SUPPLIED MATERIAL:
PR #1563, opened 2023-10-19
Chore: update phpcs to handle PHP 8

adekbadek:
### All Submissions:

Updates the lint-related Composer packages to handle PHP 8. 

After upgrading to PHP 8, running the linting commands (`./vendor/bin/phpcs`, `./vendor/bin/phpcbf`) was erroring out. This was resolved by updating these packages. Along with the updates, some code had to be refactored – some of it automatically with `phpcbf`, some manually.

1. Smoke test code changes, everything should behave as before
2. Ensure the lint-php job is passing on CI
3. For a good measure, run the linting commands locally to see if there are no issues with local development

### Other information:

### DIFF
--- a/src/blocks/homepage-articles/view.php
+++ b/src/blocks/homepage-articles/view.php
@@ -204,9 +204,9 @@ function newspack_blocks_render_block_homepage_articles( $attributes ) {
 				echo Newspack_Blocks::template_inc( // phpcs:ignore WordPress.Security.EscapeOutput.OutputNotEscaped
 					__DIR__ . '/templates/articles-list.php',
 					[
-						'articles_rest_url' => $articles_rest_url,
-						'article_query'     => $article_query,
-						'attributes'        => $attributes,
+						'articles_rest_url' => $articles_rest_url, // phpcs:ignore WordPress.Security.EscapeOutput.OutputNotEscaped
+						'article_query'     => $article_query, // phpcs:ignore WordPress.Security.EscapeOutput.OutputNotEscaped
+						'attributes'        => $attributes, // phpcs:ignore WordPress.Security.EscapeOutput.OutputNotEscaped
 					]
 				);
 				?>
--- a/src/blocks/homepage-articles/view.php
+++ b/src/blocks/homepage-articles/view.php
@@ -308,7 +308,7 @@ function newspack_blocks_format_byline( $author_info ) {
 		array_reduce(
 			$author_info,
 			function ( $accumulator, $author ) use ( $author_info, &$index ) {
-				$index ++;
+				$index++;
 				$penultimate = count( $author_info ) - 2;
 
 				$get_author_posts_url = get_author_posts_url( $author->ID );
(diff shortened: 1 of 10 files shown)


src/blocks/homepage-articles/view.php
```diff
@@ -308,7 +308,7 @@ function newspack_blocks_format_byline( $author_info ) {
 		array_reduce(
 			$author_info,
 			function ( $accumulator, $author ) use ( $author_info, &$index ) {
-				$index ++;
+				$index++;
```
miguelpeixe, line 311: Why use pre-increment in the other cases and post-increment in this case?

dkoo: Agreed, and I'm not familiar with the difference between `++$i` vs. `$i++`

dkoo:
Tests are all running well and passing for me locally in a PHP 8.0 environment. Has anyone been able to test on PHP 8.1 yet?

adekbadek:
I'm running 8.2 locally, tests are passing.

src/blocks/homepage-articles/view.php
adekbadek: The difference (didn't know that before either!) is that post-de/increment _first returns the value, then increments it_ ([source](https://www.php.net/manual/en/language.operators.increment.php)). [According to the creators of PHPCSStandards](https://github.com/PHPCSStandards/PHPCSExtra/tree/746c3190ba8eb2f212087c947ba75f4f5b9a58d5#universaloperatorsdisallowstandalonepostincrementdecrement-wrench-bar_chart-books):

> Using pre-in/decrement is more in line with the principle of least astonishment and prevents bugs when code gets moved around at a later point in time.

This is [only applied](https://github.com/PHPCSStandards/PHPCSExtra/blob/746c3190ba/Universal/Sniffs/Operators/DisallowStandalonePostIncrementDecrementSniff.php#L94-L97) however if it is a **"stand-alone" statement**.

A statement is "stand-alone" if it does not require other statements to be executed ([source](https://brainly.com/question/37422224)). Since this statement is inside of a statement (that's how I understand (the condition)[https://github.com/PHPCSStandards/PHPCSExtra/blob/746c3190ba/Universal/Sniffs/Operators/DisallowStandalonePostIncrementDecrementSniff.php#L94-L97] on which it is allowed), it's not stand-alone, and so post-increment is allowed. Similarly on line 173, incrementing `$page` is in a statement, and _could_ be post-incremented. 

All that said, this is not intuitive to me. We can switch off this rule if it creates more confusion than clarity. WDYT?

dkoo: Thank you for looking into this and explaining! I think we should switch off the rule and continue using post-increment as we have been, since it makes the most sense for us and probably also for other engineers who write code in languages other than PHP.

adekbadek: Done in b6b144d744e98920675715dd275812c42f6b289f!

dkoo (approved):
Sorry for the delay on this. It took me a while to find the time to upgrade my local environment to PHP 8.1. No major issues running the new dependencies/rules.

adekbadek:
Added exclusion of `Generic.Formatting.MultipleStatementAlignment.NotSameWarning` and `WordPress.PHP.YodaConditions.NotYoda` rules, as discussed on Slack (p1699431739808529-slack-C04UKFHPB6U).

WHAT TO DO:
Precisely the lines between those holding "dkoo: Agreed, and" and "This is [only", inclusive, are to be reproduced from the listing above, with nothing added.

TASK OUTPUT:
dkoo: Agreed, and I'm not familiar with the difference between `++$i` vs. `$i++`

dkoo:
Tests are all running well and passing for me locally in a PHP 8.0 environment. Has anyone been able to test on PHP 8.1 yet?

adekbadek:
I'm running 8.2 locally, tests are passing.

src/blocks/homepage-articles/view.php
adekbadek: The difference (didn't know that before either!) is that post-de/increment _first returns the value, then increments it_ ([source](https://www.php.net/manual/en/language.operators.increment.php)). [According to the creators of PHPCSStandards](https://github.com/PHPCSStandards/PHPCSExtra/tree/746c3190ba8eb2f212087c947ba75f4f5b9a58d5#universaloperatorsdisallowstandalonepostincrementdecrement-wrench-bar_chart-books):

> Using pre-in/decrement is more in line with the principle of least astonishment and prevents bugs when code gets moved around at a later point in time.

This is [only applied](https://github.com/PHPCSStandards/PHPCSExtra/blob/746c3190ba/Universal/Sniffs/Operators/DisallowStandalonePostIncrementDecrementSniff.php#L94-L97) however if it is a **"stand-alone" statement**.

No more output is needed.